**** Excerpted data
PR #92, opened 2019-12-18
Updates

jglick:
Continuation of #91 by @slonopotamus, picking up https://github.com/jenkinsci/subversion-plugin/pull/240 while adapting to https://github.com/jenkinsci/subversion-plugin/pull/183 + https://github.com/jenkinsci/subversion-plugin/pull/223, all originally (?) to adapt to https://github.com/jenkinsci/jenkins-test-harness/pull/166. Follow-ups would be

* extract SVN tests to `subversion-plugin`, analogous to #17
* switch most dependencies to the BOM

### DIFF
--- a/src/test/java/org/jenkinsci/plugins/workflow/multibranch/SCMBinderTest.java
+++ b/src/test/java/org/jenkinsci/plugins/workflow/multibranch/SCMBinderTest.java
@@ -48,6 +48,7 @@ import jenkins.scm.api.SCMHead;
 import jenkins.scm.api.SCMRevision;
 import jenkins.scm.api.SCMRevisionAction;
 import jenkins.scm.api.SCMSourceDescriptor;
+import jenkins.scm.impl.subversion.SubversionSCMFileSystem;
 import jenkins.scm.impl.subversion.SubversionSCMSource;
 import static org.hamcrest.Matchers.*;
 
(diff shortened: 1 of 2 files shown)


slonopotamus:
To be more exact, `workflow-multibranch-plugin` only needs [newer `mapdb-api`](https://github.com/jenkinsci/subversion-plugin/pull/240/commits/6b9896eba70c0ac4b52c78fcfade692b43756f04) in order to adapt for jenkinsci/jenkins-test-harness#166. Either by doing it itself (as was done in #90) or by bumping `subversion` to >= 2.13.0. Latter makes more sense because bogus `mapdb-api` is a dependency of `subversion`, `workflow-multibranch-plugin` doesn't want to know anything about `mapdb`.

src/test/java/org/jenkinsci/plugins/workflow/multibranch/SCMBinderTest.java
```diff
@@ -129,6 +130,9 @@ public static void assertRevisionAction(WorkflowRun build) {
         }
     }
 
+    static {
+        System.setProperty(SubversionSCMFileSystem.DISABLE_PROPERTY, "true");
+    }
```
dwnusbaum: Do we need to tear this down in between tests, or do we always want it to be `true`, so it doesn't really matter?

jglick: Should not really matter I think.

jglick:
BTW locally I am getting a failure from `ReplayActionTest.scriptFromSCM` though it seems to work on CI:

    A branch named 'master' already exists.

Not going to worry about it right now, and unrelated to `subversion` (this is a `git`-based test).

PR #94, opened 2020-03-01
[JENKINS-45273] Allow usage of Jenkinsfile defined elsewhere

fcristovao:
Hey there,

It's my first PR towards Jenkins CI related stuff, so please let me know if I missed anything in terms of process.

This PR fixes [JENKINS-45273](https://issues.jenkins-ci.org/browse/JENKINS-45273). I've seen people asking for this feature on [Stack Overflow](https://stackoverflow.com/questions/39041342/jenkins-multibranch-pipeline-with-jenkinsfile-from-different-repository), and there's [even another plugin](https://github.com/jenkinsci/remote-file-plugin) that tries to do exactly this.
However, in [the documentation](https://wiki.jenkins.io/display/JENKINS/Before+starting+a+new+plugin), it suggests to add contribute to the original plugin instead, so I thought this would be a better alternative.


dwnusbaum:
@fcristovao Thanks for the PR! Given that https://github.com/jenkinsci/remote-file-plugin (which unfortunately has a very non descriptive name) already exists, I think it would make more sense for any related work to be done in that plugin going forward, so that we don't have two plugins with the same functionality. I think the documentation is mostly trying to avoid situations where someone totally reimplements a plugin or feature from scratch, but in this case, Remote File plugin uses this plugin as a dependency and adds an extension with distinct functionality from the base plugin, so it seems ok.

I will  go ahead close JENKINS-45273 with a reference to the Remote File Plugin.

fcristovao:
I thought that the point was not to have an explosion of Plugins, so I thought it would be better to incorporate these changes in the original plugin instead?
My worry is that otherwise the plugins would diverge and eventually be incompatible.
Also, it seems that that plugin doesn't "marry" very well with other extension points?

dwnusbaum:
> I thought that the point was not to have an explosion of Plugins, so I thought it would be better to incorporate these changes in the original plugin instead

I think there are two cases here with distinct guidance:

1. You want to reimplement the main functionality of an existing plugin. In this case, it is ideal to modify the existing plugin rather than create a new plugin that does the same thing. For example, we don't want "Pipeline: Multibranch Plugin" and "Pipeline: Cooler Multibranch Plugin" to exist simultaneously with the same feature set, forcing users to choose between one or the other.
2. You want to add a new feature that is related to an existing plugin (for example, to implement an `ExtensionPoint` defined in the plugin). In this case, the preferred approach can vary, but in general, it is totally reasonable and often ideal to implement the extension in a new plugin, so that users can install only the extensions that are actually useful to them. Adding a bunch of often-unused features to the main plugin can make it much harder to maintain, and it can make things more confusing for users by showing them a bunch of options that they may not care about.

For an example of case 2, shared libraries (from Pipeline: Shared Groovy Libraries Plugin) only implement retrieval from SCMs by default, because this was seen as the most common use case. Other plugins can implement a custom extension for the `LibraryRetriever` `ExtensionPoint`, such as [Pipeline: Shared Groovy Libraries through HTTP retrieval Plugin](https://plugins.jenkins.io/workflow-cps-global-lib-http/), which allows a library to be retrieved directly from an HTTP endpoint.

> My worry is that otherwise the plugins would diverge and eventually be incompatible

Yes, the maintainers of any plugin that depends on another have to make sure that their plugin is compatible with the upstream plugin, but I think this is reasonable. This is usually not too difficult, because maintainers of plugins with extension points that are known to be in use by other plugins try to avoid making any gratuitous changes that would break compatibility with the downstream plugins.

> Also, it seems that that plugin doesn't "marry" very well with other extension points?

Yes, this is unfortunate, if we had known about Remote File Plugin before it was made, we could have tried to guide it to use a different approach that worked better with the existing extension points. Even so, I would first try to modify that plugin to make it work better rather than recreating it. (Also, I would encourage the developers to change the plugin's display name to something like "Multibranch Pipeline Remote Jenkinsfile Plugin" for clarity)

fcristovao:
Ok then, I'll try to merge in that Plugin Repo instead.

PR #95, opened 2020-04-13
JENKINS-61489 Adding french locale

jbleduigou:
Implementing https://issues.jenkins-ci.org/browse/JENKINS-61489

Signed-off-by: Jean-Baptiste Le Duigou <jb.leduigou@gmail.com>

### DIFF
--- a/src/main/resources/org/jenkinsci/plugins/workflow/multibranch/Messages_fr.properties
+++ b/src/main/resources/org/jenkinsci/plugins/workflow/multibranch/Messages_fr.properties
@@ -1,0 +1,3 @@
+    ReadTrustedStep._has_been_modified_in_an_untrusted_revis=\u2018{0}\u2019 a été modifié dans une révision non fiable
+WorkflowMultiBranchProject.DisplayName=Pipeline Multibranches
+WorkflowMultiBranchProject.Description=Cr00e9e un ensemble de projets Pipeline en se basant sur les branches d00e9tect00e9es dans le d00e9p00f4t d'un gestionnaire de code source.
--- a/src/main/resources/org/jenkinsci/plugins/workflow/multibranch/Messages_fr.properties
+++ b/src/main/resources/org/jenkinsci/plugins/workflow/multibranch/Messages_fr.properties
@@ -1,3 +1,3 @@
-    ReadTrustedStep._has_been_modified_in_an_untrusted_revis=\u2018{0}\u2019 a été modifié dans une révision non fiable
+ReadTrustedStep._has_been_modified_in_an_untrusted_revis=\u2018{0}\u2019 a \u00e9t\u00e9 modifi\u00e9 dans une r\u00e9vision non fiable
 WorkflowMultiBranchProject.DisplayName=Pipeline Multibranches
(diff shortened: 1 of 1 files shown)


src/main/resources/org/jenkinsci/plugins/workflow/multibranch/Messages_fr.properties
```diff
@@ -0,0 +1,3 @@
+    ReadTrustedStep._has_been_modified_in_an_untrusted_revis=\u2018{0}\u2019 a été modifié dans une révision non fiable
+WorkflowMultiBranchProject.DisplayName=Pipeline Multibranches
+WorkflowMultiBranchProject.Description=Cr00e9e un ensemble de projets Pipeline en se basant sur les branches d00e9tect00e9es dans le d00e9p00f4t d'un gestionnaire de code source.
```
dwnusbaum, line 3: Some of the digit sequences here look like they were intended to be escape sequences or something, for example, is `00e9` supposed to be `é`?

jbleduigou: There are indeed some problems here.
I will fix them and update the PR.

dwnusbaum:
@jbleduigou Thanks for updating the PR! Just so you know, if you plan on adding French localizations for a lot of plugins, the best approach is to create a plugin for the French locale, and then all of the translations can live in one place, and the maintainers of that plugin can all be fluent French speakers to facilitate PR review. Here is an example of a plugin like that https://github.com/jenkinsci/localization-zh-cn-plugin in case that sounds like something you might want to create.

src/main/resources/org/jenkinsci/plugins/workflow/multibranch/Messages_fr.properties
```diff
@@ -0,0 +1,3 @@
+ReadTrustedStep._has_been_modified_in_an_untrusted_revis=\u2018{0}\u2019 a \u00e9t\u00e9 modifi\u00e9 dans une r\u00e9vision non fiable
+WorkflowMultiBranchProject.DisplayName=Pipeline Multibranches
+WorkflowMultiBranchProject.Description=Cr\u00e9e un ensemble de projets Pipeline en se basant sur les branches d\u00e9tect\u00e9es dans le d\u00e9p\u00f4t d'un gestionnaire de code source.
```
batmat, line 3: Side note: give `.properties` are by definition encoded in `ISO-8859-1`, IMO it's probably unnecessary to encode using unicode entities. It is harder to review and hence easier to miss typos and the likes.

Thanks!

jbleduigou:
> @jbleduigou Thanks for updating the PR! Just so you know, if you plan on adding French localizations for a lot of plugins, the best approach is to create a plugin for the French locale, and then all of the translations can live in one place, and the maintainers of that plugin can all be fluent French speakers to facilitate PR review. Here is an example of a plugin like that https://github.com/jenkinsci/localization-zh-cn-plugin in case that sounds like something you might want to create.

Thanks for reviewing and for your comment!
That is definitely an approach that seems better.
I would look into it in the next days.

PR #100, opened 2020-07-31
Update minimum core version, parent POM, and dependencies

dwnusbaum:
Had this on the back burner waiting for https://github.com/jenkinsci/bom/pull/264 and https://github.com/jenkinsci/bom/pull/278 to make it into a release, but going ahead and filing it now so we can release `workflow-multibranch` to unblock https://github.com/jenkinsci/bom/pull/280.

### DIFF
--- a/src/main/java/org/jenkinsci/plugins/workflow/multibranch/SCMVar.java
+++ b/src/main/java/org/jenkinsci/plugins/workflow/multibranch/SCMVar.java
@@ -97,7 +97,7 @@ import org.jenkinsci.plugins.workflow.support.pickles.XStreamPickle;
         } else {
             SCMHead head = branch.getHead();
             FlowExecutionOwner owner = ((WorkflowRun) build).asFlowExecutionOwner();
-            TaskListener listener = owner != null ? owner.getListener() : TaskListener.NULL;
+            TaskListener listener = owner.getListener();
             tip = scmSource.fetch(head, listener);
             if (tip == null) {
                 throw new AbortException("Could not determine exact tip revision of " + branch.getName());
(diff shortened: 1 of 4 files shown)


src/main/java/org/jenkinsci/plugins/workflow/multibranch/SCMVar.java
```diff
@@ -97,7 +97,7 @@
         } else {
             SCMHead head = branch.getHead();
             FlowExecutionOwner owner = ((WorkflowRun) build).asFlowExecutionOwner();
-            TaskListener listener = owner != null ? owner.getListener() : TaskListener.NULL;
+            TaskListener listener = owner.getListener();
```
dwnusbaum, line 100: `asFlowExecutionOwner` is `@NonNull` in recent versions of `workflow-job`, so SpotBugs didn't like the redundant null check.

src/test/java/org/jenkinsci/plugins/workflow/multibranch/JobPropertyStepTest.java
```diff
@@ -254,8 +254,10 @@ public void testChoiceParameterSnippetizer() throws Exception {
         r.waitUntilNoActivity(); // #1 built automatically
         assertEquals(1, p.getBuilds().size());
         r.assertBuildStatusSuccess(p.scheduleBuild2(0)); // #2
+        Thread.sleep(500L); // WorkflowRun performs log rotation asynchronously.
```
dwnusbaum, line 257: This test was failing consistently on my machine after the updates. I did not see a trivial way to wait for [this task](https://github.com/jenkinsci/workflow-job-plugin/blob/7a9d13220aacd4b535cc70976f8af082e7820644/src/main/java/org/jenkinsci/plugins/workflow/job/WorkflowRun.java#L618-L624) to complete before continuing and so just added a  call to `Thread.sleep`...

dwnusbaum:
There seems to be something wrong with the normal Linux agents on ci.jenkins.io (the build has been waiting on an agent for hours), so I pushed a commit to use ACI agents to see if that helps.

PR #128, opened 2021-06-12
Loosening `JobPropertyStepTest#configRoundTripBuildDiscarder`.

basil:
See jenkinsci/bom#471 and jenkinsci/bom#472. These PRs are attempting to add new plugins to the BOM, which trip up `JobPropertyStepTest#configRoundTripBuildDiscarder`. `JobPropertyStepTest#configRoundTripBuildDiscarder` expects to see exactly one job property after round-tripping the configuration. But when those other two plugins are on the classpath, round-tripping has three job properties:

```
0 = {BuildDiscarderProperty@11636}
1 = {RebuildSettings@11637}
2 = {ThrottleJobProperty@11638}
```

This PR simply loosens the test to allow for additional job properties to be present. This allows PCT to pass when Rebuild and Throttle Concurrent Builds are also on the classpath.

PR #152, opened 2022-01-05
Extend PCT fix to `JobPropertyStepTest.configRoundTripParameters`

jglick:
#128 patched one test for `bom` PCT but neglected to do the same for a similar test. Fixes https://github.com/jenkinsci/bom/issues/811.


timja (approved):

basil (approved):
Thank you!

basil (approved):

PR #159, opened 2022-02-16
Security fix test compatibility

dwnusbaum:
The tests for the security fixes for https://www.jenkins.io/security/advisory/2022-02-15/ fail on Windows due to differences in behavior. Two currently ignored tests (they need an updated workflow-cps dependency) would also fail against recent versions of Git plugin due to https://github.com/jenkinsci/git-plugin/pull/1207, so I fixed that at the same time.

- [x] Link to relevant pull requests, esp. upstream and downstream changes

### DIFF
--- a/src/test/java/org/jenkinsci/plugins/workflow/multibranch/ReadTrustedStepTest.java
+++ b/src/test/java/org/jenkinsci/plugins/workflow/multibranch/ReadTrustedStepTest.java
@@ -322,7 +322,10 @@ public class ReadTrustedStepTest {
         FileUtils.copyDirectory(new File(sampleRepo.getRoot(), ".git"), gitDirInSvnRepo);
         String jenkinsRootDir = r.jenkins.getRootDir().toString();
         // Add a Git post-checkout hook to the .git folder in the SVN repo.
-        Files.write(gitDirInSvnRepo.toPath().resolve("hooks/post-checkout"), ("#!/bin/sh\ntouch '" + jenkinsRootDir + "/hook-executed'\n").getBytes(StandardCharsets.UTF_8));
+        Path postCheckoutHook = gitDirInSvnRepo.toPath().resolve("hooks/post-checkout");
+        // Always create hooks directory for compatibility with https://github.com/jenkinsci/git-plugin/pull/1207.
+        Files.createDirectories(postCheckoutHook.getParent());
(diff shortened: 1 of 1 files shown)


src/test/java/org/jenkinsci/plugins/workflow/multibranch/ReadTrustedStepTest.java
```diff
@@ -232,12 +232,13 @@ public void pathTraversalRejected() throws Exception {
 
         WorkflowRun b = p.getLastBuild();
         assertEquals(1, b.getNumber());
-        r.assertLogContains("secrets/master.key references a file that is not inside " + r.jenkins.getWorkspaceFor(p).getRemote(), b);
+        r.assertLogContains("master.key references a file that is not inside " + r.jenkins.getWorkspaceFor(p).getRemote(), b);
```
dwnusbaum, line 235: I think this was just an issue with `secrets\master.key` vs `secrets/master.key`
********
> _Instructions for the task_: Only the lines from the beginning of the material above through the line with "A branch named 'master' already exists." are wanted; extract them exactly.

> _Solved problem_:
PR #92, opened 2019-12-18
Updates

jglick:
Continuation of #91 by @slonopotamus, picking up https://github.com/jenkinsci/subversion-plugin/pull/240 while adapting to https://github.com/jenkinsci/subversion-plugin/pull/183 + https://github.com/jenkinsci/subversion-plugin/pull/223, all originally (?) to adapt to https://github.com/jenkinsci/jenkins-test-harness/pull/166. Follow-ups would be

* extract SVN tests to `subversion-plugin`, analogous to #17
* switch most dependencies to the BOM

### DIFF
--- a/src/test/java/org/jenkinsci/plugins/workflow/multibranch/SCMBinderTest.java
+++ b/src/test/java/org/jenkinsci/plugins/workflow/multibranch/SCMBinderTest.java
@@ -48,6 +48,7 @@ import jenkins.scm.api.SCMHead;
 import jenkins.scm.api.SCMRevision;
 import jenkins.scm.api.SCMRevisionAction;
 import jenkins.scm.api.SCMSourceDescriptor;
+import jenkins.scm.impl.subversion.SubversionSCMFileSystem;
 import jenkins.scm.impl.subversion.SubversionSCMSource;
 import static org.hamcrest.Matchers.*;
 
(diff shortened: 1 of 2 files shown)


slonopotamus:
To be more exact, `workflow-multibranch-plugin` only needs [newer `mapdb-api`](https://github.com/jenkinsci/subversion-plugin/pull/240/commits/6b9896eba70c0ac4b52c78fcfade692b43756f04) in order to adapt for jenkinsci/jenkins-test-harness#166. Either by doing it itself (as was done in #90) or by bumping `subversion` to >= 2.13.0. Latter makes more sense because bogus `mapdb-api` is a dependency of `subversion`, `workflow-multibranch-plugin` doesn't want to know anything about `mapdb`.

src/test/java/org/jenkinsci/plugins/workflow/multibranch/SCMBinderTest.java
```diff
@@ -129,6 +130,9 @@ public static void assertRevisionAction(WorkflowRun build) {
         }
     }
 
+    static {
+        System.setProperty(SubversionSCMFileSystem.DISABLE_PROPERTY, "true");
+    }
```
dwnusbaum: Do we need to tear this down in between tests, or do we always want it to be `true`, so it doesn't really matter?

jglick: Should not really matter I think.

jglick:
BTW locally I am getting a failure from `ReplayActionTest.scriptFromSCM` though it seems to work on CI:

    A branch named 'master' already exists.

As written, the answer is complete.